We will be exposing a WCF service to the clients, and this WCF service will post the messages using NServiceBus (Sendonly Bus) to MSMQ.
We are going to develop a windows service(MessageHandler), which will use Nservicebus to read the message from MSMQ and save it to the database. Our database will not be available for few hours everyday.
During the db downtime we expect that the process to retry the first message in MSMQ and halt processing other messages until the database is up. Once the database is up we want NServicebus to process in the order the message is sent.
Will setting up MaximumConcurrencyLevel="1" MaximumMessageThroughputPerSecond="1" helps in this scenario?
What is the best way using NServiceBus to handle this scenario?
We have a requirement for all our messages to be processed in the
order of arrival to MSMQ.
See the answer to this question How to handle message order in nservicebus?, and also this post here.
I am in agreement that while in-order delivery is possible, it is much better to design your system such that order does not matter. The linked article outlines the following soltuion:
Add a sequence number to all messages
in the receiver check the sequence number is the last seen number + 1 if not throw an out of sequence exception
Enable second level retries (so if they are out of order they will try again later hopefully after the correct message was received)
However, in the interest of anwering your specific question:
Will setting up MaximumConcurrencyLevel="1"
MaximumMessageThroughputPerSecond="1" helps in this scenario?
Not really.
Whenever you have a requirement for ordered delivery, the fundamental laws of logic dictate that somewhere along your message processing pipeline you must have a single-threaded process in order to guarantee in-order delivery.

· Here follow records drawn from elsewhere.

PR #212, opened 2024-05-17
Fix multi sided relationships attachment

jacobmolby:
When having a multisided relationship like this:

```yml
 users:
    - name: "users_to_teams_through_team_users"
      sides:
        - from: "users"
          to: "team_user"
          columns:
          - [id,user_id]
        - from: "team_user"
          to: "teams"
          columns:
          - [team_id,id]

```

With the following tables:
```sql
CREATE TABLE `users` (
  `id` int unsigned NOT NULL AUTO_INCREMENT,
  PRIMARY KEY (`id`),
) ENGINE=InnoDB AUTO_INCREMENT=12 DEFAULT CHARSET=utf8mb4 COLLATE=utf8mb4_unicode_ci;

CREATE TABLE `teams` (
  `id` bigint unsigned NOT NULL AUTO_INCREMENT,
  PRIMARY KEY (`id`),
) ENGINE=InnoDB AUTO_INCREMENT=7 DEFAULT CHARSET=utf8mb4 COLLATE=utf8mb4_unicode_ci;

CREATE TABLE `team_user` (
  `id` bigint unsigned NOT NULL AUTO_INCREMENT,
  `team_id` int unsigned NOT NULL,
  `user_id` int unsigned NOT NULL,
  PRIMARY KEY (`id`),
  KEY `team_user_team_id_user_id_index` (`team_id`,`user_id`)
) ENGINE=InnoDB AUTO_INCREMENT=7 DEFAULT CHARSET=utf8mb4 COLLATE=utf8mb4_unicode_ci;
```

It produces the wrong sql for attaching `users` to `teams` and vice-versa. Notice that the `TeamID` is missing, which results in it not being attached properly.

`models/teams.go`
```golang
func attachTeamUsers0(ctx context.Context, exec bob.Executor, count int, teamUsers1 TeamUserSlice, team0 *Team, users2 UserSlice) (TeamUserSlice, error) {
	for i := range teamUsers1 {
		setter := &TeamUserSetter{
			UserID: omit.From(users2[i].ID),
		}

		err := TeamUsers.Update(ctx, exec, setter, teamUsers1[i])
		if err != nil {
			return nil, fmt.Errorf("attachTeamUsers0, update %d: %w", i, err)
		}
	}

	return teamUsers1, nil
}
```

This change makes sure the `team0` variable is used, so the output becomes the following:

```golang
func attachTeamUsers0(ctx context.Context, exec bob.Executor, count int, teamUsers1 TeamUserSlice, team0 *Team, users2 UserSlice) (TeamUserSlice, error) {
	for i := range teamUsers1 {
		setter := &TeamUserSetter{
			TeamID: omit.From(team0.ID),
			UserID: omit.From(users2[i].ID),
		}

		err := TeamUsers.Update(ctx, exec, setter, teamUsers1[i])
		if err != nil {
			return nil, fmt.Errorf("attachTeamUsers0, update %d: %w", i, err)
		}
	}

	return teamUsers1, nil
}
```

I don't know if the changes I made are optimal or (even wrong for some) however for my code base it produced the correct output.

### DIFF
--- a/gen/templates/models/11_rel_ops.go.tpl
+++ b/gen/templates/models/11_rel_ops.go.tpl
@@ -113,9 +113,9 @@
     for i := range {{$sideAlias.DownPlural}}{{$side.Position}} {
       setter := &{{$sideAlias.UpSingular}}Setter{
         {{range $map := $side.Mapped -}}
+          {{$colName := $sideAlias.Column $map.Column -}}
           {{if $rel.NeedsMany .ExtPosition -}}
             {{$sideC := $sideTable.GetColumn .Column -}}
-            {{$colName := $sideAlias.Column $map.Column -}}
             {{if .HasValue -}}
               {{if $sideC.Nullable }}
                 {{$.Importer.Import "github.com/aarondl/opt/omitnull" -}}
@@ -146,6 +146,10 @@
                 {{$colName}}: omit.From({{$colVal}}),
               {{- end}}
             {{- end}}
+          {{- else}}
+            {{$a := $.Aliases.Table .ExternalTable -}}
+            {{$colVal := printf "%s%d.%s" $a.DownSingular $map.ExtPosition ($a.Column $map.ExternalColumn) -}}
+            {{$colName}}: omit.From({{$colVal}}), 
           {{- end}}
         {{- end}}
       }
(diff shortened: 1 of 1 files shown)


stephenafamo:
All the checks pass, so I assume it's all good too. Thanks for the contribution

stephenafamo:
Can you edit a few things?

1. Make sure that we're not creating more variables than necessary
2. Possibly rename the variables in the template to be a bit more descriptive.  
  As you know, the template can very quickly become unreadable so these things help 🙏🏾

PR #143, opened 2016-06-16
npm: use --cache-min 999999 when installing

TheAlphaNerd:
This forces npm to use the internal cache if possible

I believe that this should result in significantly faster install times

Ref: https://github.com/npm/npm/issues/2568

### DIFF
--- a/lib/npm/install.js
+++ b/lib/npm/install.js
@@ -11,7 +11,7 @@ function install(context, next) {
   var options =
     createOptions(
       path.join(context.path, context.module.name), context);
-  var args = ['install', '--loglevel', context.options.npmLevel];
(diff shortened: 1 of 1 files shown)


TheAlphaNerd:
Here is a run of citgm with this branch: https://ci.nodejs.org/view/Node.js-citgm/job/citgm-smoker/307/

jasnell:
LGTM

TheAlphaNerd:
landed in 0d4ae1c2eb

rvagg:
`Infinity` is a better value if you want to set a long cache, but a long cache time does mean you may not be picking up new versions of dependencies so maybe coming up with a reasonable period of time in days would be a better way of approaching this.

PR #144, opened 2016-06-17
bin: enable parallel task running for citgm-all

MylesBorins:
Currently all tests are run one at a time for `citgm-all` are run
sequentially. This is done using async.queue.

It queues to the number of available processors on the system, with a default of 1.

### DIFF
--- a/bin/citgm-all.js
+++ b/bin/citgm-all.js
@@ -1,7 +1,10 @@
 #!/usr/bin/env node
 'use strict';
 var yargs = require('yargs');
+var os = require('os');
+
 var async = require('async');
+var _ = require('lodash');
 
 var update = require('../lib/update');
 var citgm = require('../lib/citgm');
@@ -78,6 +81,9 @@ function runCitgm (mod, name, next) {
   function cleanup() {
     bailed = true;
     runner.cleanup();
+    process.removeListener('SIGINT', cleanup);
+    process.removeListener('SIGHUP', cleanup);
+    process.removeListener('SIGBREAK', cleanup);
   }
 
   process.on('SIGINT', cleanup);
@@ -100,15 +106,34 @@ function runCitgm (mod, name, next) {
       log.info('done', 'The test suite for ' + result.name + ' version ' + result.version + ' passed.');
     }
     modules.push(result);
-    process.removeListener('SIGINT', cleanup);
-    process.removeListener('SIGHUP', cleanup);
-    process.removeListener('SIGBREAK', cleanup);
+    if (!bailed) {
+      process.removeListener('SIGINT', cleanup);
+      process.removeListener('SIGHUP', cleanup);
+      process.removeListener('SIGBREAK', cleanup);
+    }
     return next(bailed);
   }).run();
 }
 
+function runTask(task, next) {
+  runCitgm(task.mod, task.name, next);
+}
+
+function filterLookup(result, value, key) {
+  result.push({
+    name: key,
+    mod: value
+  });
+  return result;
+}
+
 function launch() {
-  async.forEachOfSeries(lookup, runCitgm, function done () {
+  var collection = _.reduce(lookup, filterLookup, []);
+
+  var q = async.queue(runTask, os.cpus().length || 1);
+  q.push(collection);
+  function done () {
+    q.drain = null;
     reporter.logger(log, modules);
 
     if (app.markdown) {
@@ -129,5 +154,21 @@ function launch() {
     }
 
     process.exit(reporter.util.hasFailures(modules));
-  });
+  }
+
+  function abort() {
+    q.pause();
+    q.kill();
+    process.exitCode = 1;
+    process.removeListener('SIGINT', abort);
+    process.removeListener('SIGHUP', abort);
+    process.removeListener('SIGBREAK', abort);
+    done();
+  }
+
+  q.drain = done;
+
+  process.on('SIGINT', abort);
+  process.on('SIGHUP', abort);
+  process.on('SIGBREAK', abort);
 }
--- a/bin/citgm-all.js
+++ b/bin/citgm-all.js
@@ -20,6 +20,16 @@ yargs = commonArgs(yargs)
     alias: 'f',
     type: 'boolean',
     description: 'Ignore flaky flags. Do not ignore any failures.'
+  })
+  .option('parallel', {
+    alias: 'j',
+    type: 'number',
+    description: 'Number of tests to run in parallel'
+  })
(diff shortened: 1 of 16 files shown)


TheAlphaNerd:
ci: https://ci.nodejs.org/view/Node.js-citgm/job/citgm-smoker/309/

TheAlphaNerd:
it seems like there are still some edge cases where async can throw on sigint stating that callbacks are being called twice... will have to dig in.

I also think we need to make changes to the way we are logging, as we now have various data interspersed. Likely this can be solved by adding the name of the module to the log lines, but we can be a little bit more creative if we want to make sure the the logs are easier to read

jasnell:
LGTM

GeorgeAdams95:
Can we setup a system where each module's results goes to a temp log file such as tmp.asyc.tap and then when the test is finished for that module we append it to the main log file? This would also enable us to create live updating log file rather than waiting until the end and then creating a log file?

TheAlphaNerd:
@GeorgeAdams95 with the way that tap works there is no reason we couldn't have the reporter appending the log in real time. The way we currently cache the logs in memory and print at the end is not too far off from writing to the file system earlier... what advantage would we have with writing to separate files?

GeorgeAdams95:
I just thought that if we wrote each module to separate temporary files and then combined them at the end it would mean that the output would be kept in order (module by module) rather than having a scattered set of results which is a side effect of running in parallel

TheAlphaNerd:
alternatively you could collect the results in memory and only log at the end of the task rather than in real time. I don't think putting stuff on disk is going to change any of the logic, and will potentially slow things down.

GeorgeAdams95:
SGTM

TheAlphaNerd:
Good news team. I figured out what was going on with the cleanup on SIGINT not working and have fixed it.

I have to go through and fix some of the logging to print out the name of the module, but once that is done this should be ready to land. Running locally on OSX 10.10.5 with 2.8 GHz Intel Core i7 and 16 gb ram went through the entire suite of modules in 9 minutes! 🎉🎉🎉🎉

GeorgeAdams95:
@TheAlphaNerd you're going to want to do something like this with your process listeners or you are going to see memory leak warnings: https://github.com/GeorgeAdams95/citgm/blob/parallel/bin/citgm-all.js#L92. Might also be able to grab some of the other code from my fork as I have automatic core detection `-J`, specified cores `-j <cores>` and also I have manged to sort out some of the logging, can add a PR to your fork if you like?

TheAlphaNerd:
that sounds good to me run with it!

GeorgeAdams95:
@TheAlphaNerd PR here:  https://github.com/TheAlphaNerd/citgm/pull/4

TheAlphaNerd:
@nodejs/citgm ptal I think this is ready for review.

TheAlphaNerd:
here is a CI run using this branch: https://ci.nodejs.org/view/Node.js-citgm/job/citgm-smoker/469/

bin/citgm-all.js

Where this happens is up to you (check out the resequencer pattern), but you could certainly throttle the NserviceBus handler to a single thread (I don't think you need to set the MaximumMessageThroughputPerSecond to make it single threaded though).
However, even if you did this, and even if you used transactional queues, you could still not guarantee that each message would be dequeued and processed to the database in order, because if there are any permanent failures on any of the messages they will be removed from the queue and the next message processed.
During the db downtime we expect that the process to retry the first
message in MSMQ and halt processing other messages until the database
is up. Once the database is up we want NServicebus to process in the
order the message is sent.
This is not recommended. The second level retry functionality in NServiceBus is designed to handle unexpected and short-term outages, not planned and long-term outages.
For starters, when your NServiceBus message handler endpoint tries to process a message in it's input queue and finds the database unavailable, it will implement it's 2nd level retry policy, which by default will attempt the dequeue 5 times with increasing infrequency, and then fail permanently, sticking the failed message in it's error queue. It will then move onto the next message in the input queue.
While this doesn't violate your in-order delivery requirement on its own, it will make life very difficult for two reasons:
The permanently failed messages will need to be re-processed with priority once the database becomes available again, and
there will be a ton of unwanted failure logging, which will obfuscate any genuine handling errors.
If you have a regular planned outages which you know about in advance, then the simplest way to deal with them is to implement a service window, which another term for a schedule.
However, Windows services manager does not support the concept of service windows, so you would have to use a scheduled task to stop then start your service, or look at other options such as hangfire, quartz.net or some other cron-type library.
It kinds of depends why you need the messages to arrive in order. If it's like you first receive an Order message and then various OrderLine messages that all belong to a certain order, there are multiple possibilities.
One is to just accept that there can be OrderLine messages without an Order. The Order will come in later anyway. Eventual Consistency.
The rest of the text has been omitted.